PR #13163, opened 2023-04-18
Add support for DatetimeTZDtype and tz_localize

shwina:
## Description

TBD

Quick benchmark:

```python
psr = pd.Series(pd.date_range("1970-01-01", "1980-01-01", freq="1T"))
sr = cudf.from_pandas(psr)

In [6]: %timeit psr.dt.tz_localize("America/New_York", ambiguous="NaT", nonexistent="NaT")
1.55 s ± 9.91 ms per loop (mean ± std. dev. of 7 runs, 1 loop each)

In [7]: %timeit sr.dt.tz_localize("America/New_York", ambiguous="NaT", nonexistent="NaT")
9.98 ms ± 246 µs per loop (mean ± std. dev. of 7 runs, 100 loops each)
```

## Checklist


python/cudf/cudf/core/index.py
```diff
@@ -2364,7 +2364,12 @@ def isocalendar(self):
 
     @_cudf_nvtx_annotate
     def to_pandas(self, nullable=False):
-        nanos = self._values.astype("datetime64[ns]")
+        if isinstance(self.dtype, pd.DatetimeTZDtype):
+            nanos = self._values.astype(
+                pd.DatetimeTZDtype("ns", self.dtype.tz)
```
mroeschke, line 2369: As a pandas 2.0 note, would be good to keep "s", "ms", or "us" resolution here

python/cudf/cudf/core/column/datetime.py
```diff
@@ -517,6 +524,72 @@ def can_cast_safely(self, to_dtype: Dtype) -> bool:
...
+
+    def to_pandas(
+        self, index: pd.Index = None, nullable: bool = False, **kwargs
+    ) -> "cudf.Series":
+        return self._local_time.to_pandas().dt.tz_localize(
+            self.dtype.tz, ambiguous="NaT", nonexistent="NaT"
+        )
+
+    def to_arrow(self):
+        return self._local_time.to_arrow().cast(
```
mroeschke, line 568: I think you'll need to use `pa.assume_timezone` here. IIRC `cast` is equivalent to "tz_convert"  in pandas: https://arrow.apache.org/docs/python/generated/pyarrow.compute.assume_timezone.html

python/cudf/cudf/core/_internals/timezones.py
```diff
@@ -67,5 +78,135 @@ def _find_and_read_tzfile_tzdata(zone_name):
...
+        left_inclusive=True,
+        right_edges=nonexistent_end,
+        right_inclusive=False,
+    ).notnull()
+
+    return ambiguous, nonexistent
+
+
+def localize(
+    data: DatetimeColumn, zone_name: str, ambiguous, nonexistent
```
mroeschke, line 160: Are you planning on supporting `tz_localize(None)` in this PR? In pandas, it removes the timezone info for tz-aware data returning local timestamps

python/cudf/cudf/core/index.py
galipremsagar: Since this is currently targeting `branch-23.06` which doesn't have pandas-2.0 support this change seems okay, what @mroeschke suggesting is taken care of in `pandas_2.0_feature_branch`, so perhaps a note or todo here would be useful while I sync these changes with pandas-2.0 support.

python/cudf/cudf/_lib/column.pyx
```diff
@@ -313,9 +313,13 @@ cdef class Column:
...
         if is_categorical_dtype(self.dtype):
             col = self.base_children[0]
+            data_dtype = col.dtype
+        elif is_datetime64tz_dtype(self.dtype):
+            col = self
+            data_dtype = _get_base_dtype(col.dtype)
         else:
             col = self
-        data_dtype = col.dtype
+            data_dtype = self.dtype
```
bdice, line 322: Let's use `col` or `self` consistently in the second line. Favoring `col` here:
```suggestion
            data_dtype = col.dtype
```

python/cudf/cudf/core/_internals/timezones.py
```diff
@@ -67,5 +78,135 @@ def _find_and_read_tzfile_tzdata(zone_name):
...
+    return DataFrame._from_columns(
+        transition_times_and_offsets, ["transition_times", "offsets"]
+    )
+
+
+def _find_ambiguous_and_nonexistent(
+    data: DatetimeColumn, zone_name: str
+) -> Tuple:
+    """
+    Recognize ambiguous and nonexistent timestamps for the given timezone.
```
bdice, line 101: Please document the parameters and two return values. I had to scroll to see `return ambiguous, nonexistent` before I understood what this was meant to do.

python/cudf/cudf/core/column/datetime.py
```diff
@@ -517,6 +524,72 @@ def can_cast_safely(self, to_dtype: Dtype) -> bool:
...
+            pa.timestamp(self.dtype.unit, str(self.dtype.tz))
+        )
+
+    @property
+    def values(self):
+        """
+        Return a CuPy representation of the DateTimeColumn.
+        """
+        raise NotImplementedError(
+            "DateTime Arrays is not yet implemented in cudf"
```
bdice, line 578:
```suggestion
            "DateTime Arrays are not yet implemented in cudf"
```

python/cudf/cudf/tests/series/test_datetimelike.py
```diff
@@ -1 +1,63 @@
...
+from cudf.testing._utils import assert_eq
+
+
+@pytest.fixture(params=["ns", "us", "ms", "s"])
+def unit(request):
+    return request.param
+
+
+@pytest.fixture(
+    params=["America/New_York", "Asia/Tokyo", "CET", "Etc/GMT+1", "UTC"]
```
bdice, line 17: I'd like to see if we can test _every_ time zone present on the system against pandas behavior for some function(s).

python/cudf/cudf/core/_internals/timezones.py
shwina: Ah good catch! I think that's very useful and I'll include it.

python/cudf/cudf/core/index.py
```diff
@@ -2490,6 +2495,55 @@ def round(self, freq):
...
+                      dtype='datetime64[ns, America/New_York]')
+
+        Ambiguous or nonexistent datetimes are converted to NaT.
+
+        >>> s = cudf.to_datetime(cudf.Series(['2018-10-28 01:20:00',
+        ...                                   '2018-10-28 02:36:00',
+        ...                                   '2018-10-28 03:46:00']))
+        >>> s.dt.tz_localize("CET")
+        0    2018-10-28 01:20:00.000000000
+        1                             <NA>
```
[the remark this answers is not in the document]
shwina: We use `<NA>` to indicate `NaT`. Note that unlike `NaN`, `NaT` is just a "regular" null value:


```python
In [5]: cudf.Series([1, 2, None, 3], dtype="datetime64[ns]")
Out[5]: 
0    1970-01-01 00:00:00.000000001
1    1970-01-01 00:00:00.000000002
2                             <NA>
3    1970-01-01 00:00:00.000000003
dtype: datetime64[ns]

```

python/cudf/cudf/core/column/datetime.py
shwina: Done -- thanks for pointing this out!

python/cudf/cudf/core/_internals/timezones.py
shwina: Done -- `.tz_localize(None)` now converts timezone-aware timestamps to timezone-naive ones.

python/cudf/cudf/core/_internals/timezones.py
shwina: Fixed

mroeschke (approved):
Nice! My comments have been addressed

shwina:
This PR is blocked on dropping Python 3.8 and adding Python 3.9 support in cuDF (the `zoneinfo` module was introduced in Python 3.9)

bdice:
Waiting for #13196.

python/cudf/cudf/core/_internals/timezones.py
```diff
@@ -67,5 +78,143 @@ def _find_and_read_tzfile_tzdata(zone_name):
...
+
+    Returns a tuple of columns, both of "bool" dtype and of the same
+    size as `data`, that respectivelt indicate ambiguous and
```
bdice, line 104:
```suggestion
    size as `data`, that respectively indicate ambiguous and
```

python/cudf/cudf/core/_internals/timezones.py
```diff
@@ -67,5 +78,143 @@ def _find_and_read_tzfile_tzdata(zone_name):
...
+    If no transitions occur, the tuple `(None, None)` is returned.
+    """
+    tz_data_for_zone = get_tz_data(zone_name)
+    transition_times = tz_data_for_zone["transition_times"]
+    offsets = tz_data_for_zone["offsets"].astype(
+        f"timedelta64[{data._time_unit}]"
+    )
+
+    if len(offsets) == 1:  # no transitions
+        return False, False
```
bdice, line 118: The docs say that "no transitions" returns `(None, None)`. How do we reconcile this?

python/cudf/cudf/core/column/datetime.py
```diff
@@ -517,6 +524,72 @@ def can_cast_safely(self, to_dtype: Dtype) -> bool:
...
+            self.dtype.tz, ambiguous="NaT", nonexistent="NaT"
+        )
+
+    def to_arrow(self):
+        return pa.compute.assume_timezone(
+            self._local_time.to_arrow(), str(self.dtype.tz)
+        )
+
+    @property
+    def values(self):
```
bdice, line 573: Should this property error implementation be inherited from `DateTimeColumn`? Or if you think it's possible that CuPy might support time-zone-naive data (the parent class but not this zone-aware class), should we mention "time zone" in the error message?

python/cudf/cudf/core/index.py
```diff
@@ -2490,6 +2495,57 @@ def round(self, freq):
 
         return self.__class__._from_data({self.name: out_column})
 
+    def tz_localize(self, tz, ambiguous="NaT", nonexistent="NaT"):
+        """
+        Localize timezone-naive data to timezone-aware data.
+
+        Parameters
+        ----------
+        tz: str
```
bdice, line 2504: I think there's usually supposed to be a space on both sides of the colon here.

> The colon must be preceded by a space, or omitted if the type is absent.

https://numpydoc.readthedocs.io/en/latest/format.html#parameters

```suggestion
        tz : str
```

python/cudf/cudf/core/series.py
```diff
@@ -4602,6 +4602,21 @@ def strftime(self, date_format, *args, **kwargs):
             data=str_col, index=self.series._index, name=self.series.name
         )
 
+    @copy_docstring(DatetimeIndex.tz_localize)
```
bdice, line 4605: This might be weird, but I would expect to copy the docstring from Series to Index, rather than Index to Series. I view the Series as the more fundamental object, but I don't know what precedents exist here in either class.

python/cudf/cudf/tests/series/test_datetimelike.py
```diff
@@ -1 +1,113 @@
...
+import pytest
+
+import cudf
+from cudf import date_range
+from cudf.testing._utils import assert_eq
+
+
+def _get_all_zones():
+    zones = []
+    for root, dirs, files in os.walk("/usr/share/zoneinfo"):
```
bdice, line 15: Just FYI, we ran into issues with `/etc/localtime` not existing in https://github.com/rapidsai/mambaforge-cuda/pull/16. The relation here is that I'm not 100% sure if you can assume `/usr/share/zoneinfo` is populated with data in super-minimalist Docker containers. What this means is that the result of this function could be an empty list. If you want that to raise an error/warning, you might want to add something explicit for that. I'm content with the current behavior or a warning. I might lean away from raising an error, but I'm not sure.

python/cudf/cudf/tests/series/test_datetimelike.py
bdice: Yes, this is a good solution. I think testing all timezones for a very limited subset of functions is a helpful way to make sure we're not making bad assumptions about the timezone database structure which may change over time or by system.

python/cudf/cudf/tests/series/test_datetimelike.py
```diff
@@ -1 +1,113 @@
...
+    got = s.dt.tz_localize(zone_name)
+    assert_eq(expect, got)
+
+
+@pytest.mark.parametrize("zone_name", ALL_TIME_ZONES)
+def test_localize_nonexistent(request, unit, zone_name):
+    request.applymarker(
+        pytest.mark.xfail(
+            condition=(zone_name == "America/Grand_Turk"),
+            reason="https://www.worldtimezone.com/dst_news/dst_news_turkscaicos03.html",  # noqa: E501
```
bdice, line 84: Were we able to identify if there is an inconsistency somewhere for Grand Turk and Metlakatla? Perhaps disagreements between system-provided timezone information and some timezone database in a Python package?

bdice: This also might be a candidate for skipping instead of xfailing, if we run tests with `xfail_strict`. This sounds like something where we could get an unexpected success (which would cause an error) due to Python/system software updates ...particularly if my hypothesis above is true.

bdice (commented):
Mostly minor comments. I'll approve once you've taken a look and addressed some of them. This is great work -- nice job @shwina.

python/cudf/cudf/tests/series/test_datetimelike.py
shwina: I honestly haven't gotten to the bottom of it. If we ever _do_ hit an unexpected success here, e.g., if something changes in either `zoneinfo` or `pytz`, I would love to be alerted of that! So, should we keep the `xfail`?

python/cudf/cudf/core/_internals/timezones.py
shwina: I changed the docs

shwina: (I wish I was the kind of programmer whose docs were more up-to-date than their code was)

python/cudf/cudf/core/column/datetime.py
shwina: Nope -- you're right, we should just inherit this

python/cudf/cudf/core/index.py
shwina: Fix'd

python/cudf/cudf/core/column/__init__.py
```diff
@@ -23,6 +23,7 @@
     serialize_columns,
 )
 from cudf.core.column.datetime import DatetimeColumn  # noqa: F401
+from cudf.core.column.datetime import DatetimeTZColumn  # noqa: F401
```
bdice, line 26: FYI: you can fix these "unused import" errors by defining `__all__`. If it's in `__all__`, it's "part of the API" of this module and thus flake8 sees it as used.

python/cudf/cudf/core/column/datetime.py
```diff
@@ -517,6 +524,63 @@ def can_cast_safely(self, to_dtype: Dtype) -> bool:
         else:
             return False
 
+    def _with_type_metadata(self, dtype):
```
galipremsagar, line 527: This might need an update to places here to include `DatetimeTZColumn`:

https://github.com/rapidsai/cudf/blob/branch-23.06/python/cudf/cudf/core/series.py#L1545-L1552
https://github.com/rapidsai/cudf/blob/branch-23.06/python/cudf/cudf/core/dataframe.py#L3801-L3815
https://github.com/rapidsai/cudf/blob/branch-23.06/python/cudf/cudf/core/dataframe.py#L1702-L1713

python/cudf/cudf/core/column/column.py
```diff
@@ -1554,6 +1554,17 @@ def build_column(
             offset=offset,
             null_count=null_count,
         )
+    elif is_datetime64tz_dtype(dtype):
+        if data is None:
+            raise TypeError("Must specify data buffer")
```
bdice, line 1559: `ValueError` seems more natural here unless you're matching something in pandas.
```suggestion
            raise ValueError("Must specify data buffer")
```

python/cudf/cudf/core/series.py
bdice: Sounds good. I agree with you!

python/cudf/cudf/tests/series/test_datetimelike.py
bdice: No strong feelings. Let's leave it as-is and not overengineer it just to get a skip message.

python/cudf/cudf/tests/series/test_datetimelike.py
bdice: Sounds good to me!

bdice (approved):
Great work. I had a couple small comments/replies but nothing blocking. Thanks.

python/cudf/cudf/core/column/datetime.py
galipremsagar: While we are at it, can we see if can totally remove the special casing in some those places and call `_with_type_metadata` always?

python/cudf/cudf/core/column/__init__.py
shwina: Isn't this more `explicit` though? I always thought the only "official" use for `__all__` was to define what happens when you do `from module import *`

galipremsagar (approved):

python/cudf/cudf/core/column/datetime.py
shwina: Done (and done!)

python/cudf/cudf/core/column/__init__.py
bdice: I think that defining your module’s public API (rather than not defining it) is the most `explicit` approach. I’m pro-`__all__` in Python libraries.

shwina: >  think that defining your module’s public API (rather than not defining it) is the most `explicit` approach. 

Hmm, but `__all__` doesn't do that AFAICT. Placing a name in `__all__` doesn't preclude it from appearing in e.g., tab completion options (naming it with a leading `_` does). 

Are there other tools than `flake8` that do something with `__all__`?

mroeschke: I think type checkers (mypy, pyright) will utilize `__all__` to see what APIs are "public"

bdice: Also, to your question about tab completion in IPython/etc., that's discussed here: https://github.com/ipython/ipykernel/issues/129#issuecomment-216870597

The community seems split on the issue, but some folks seem to think limiting to `__all__` by default would be good. Either way -- it seems that `__all__` is viewed as a source of truth for public APIs, and the real question is whether autocompletion should only show public APIs.

> It's configurable, with the option IPCompleter.limit_to__all__ ([config options docs](http://ipython.readthedocs.io/en/stable/config/options/terminal.html)).
>
> The reason we do this is that we often want to use IPython to poke about and debug modules, so we like to see what's really there, not just what's whitelisted as public API. We should, however, do a better job of prioritising completions, so that things in `__all__` come before things that aren't in it.

shwina: Thanks, both! I'm on board with defining `__all__`

shwina: I wonder if we can get a linter to enforce that `__all__` is defined (even if empty) always.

**Directions:**
Search the data for the word "readthedocs" and copy each line where it appears.

**Written answer:**
https://numpydoc.readthedocs.io/en/latest/format.html#parameters
> It's configurable, with the option IPCompleter.limit_to__all__ ([config options docs](http://ipython.readthedocs.io/en/stable/config/options/terminal.html)).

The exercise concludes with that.